> Exercise aim
Exactly the lines from the one with "Do you think" through the end of the material are to be output, both included, with no other text.
---------- Material provided ----------
PR #1065, opened 2025-02-10
Add `DF.table_string/2`

billylanchantin:
Adds `table_string/2` that formats the DataFrames for printing. This way we can include doctests which help with documentation.

It may also be useful for testing.

### DIFF
--- a/lib/explorer/data_frame.ex
+++ b/lib/explorer/data_frame.ex
@@ -6039,7 +6039,7 @@ defmodule Explorer.DataFrame do
       `:limit` rows above the `…` and half below. The top half comes from the
       head of the dataframe and the bottom from the tail. Defaults to `:split`.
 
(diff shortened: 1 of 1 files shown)


josevalim:
Do you think it is worth calling it `to_table_string` or `to_table_format`? To keep in line with conventions?

Also, we should probably document that the format may change :)

billylanchantin:
Sure! Of your options, I like `to_table_string` more since it hints at the return type.

> Also, we should probably document that the format may change :)

Can do. But clarification: do you mean since it just changed a bit? Or are we expecting more changes down the road?

josevalim (approved):

josevalim:
More changes on the road. We can basically guarantee to support options and similar, but the particular style of formatting may change.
----------
> Your solution
Do you think it is worth calling it `to_table_string` or `to_table_format`? To keep in line with conventions?

Also, we should probably document that the format may change :)

billylanchantin:
Sure! Of your options, I like `to_table_string` more since it hints at the return type.

> Also, we should probably document that the format may change :)

Can do. But clarification: do you mean since it just changed a bit? Or are we expecting more changes down the road?

josevalim (approved):

josevalim:
More changes on the road. We can basically guarantee to support options and similar, but the particular style of formatting may change.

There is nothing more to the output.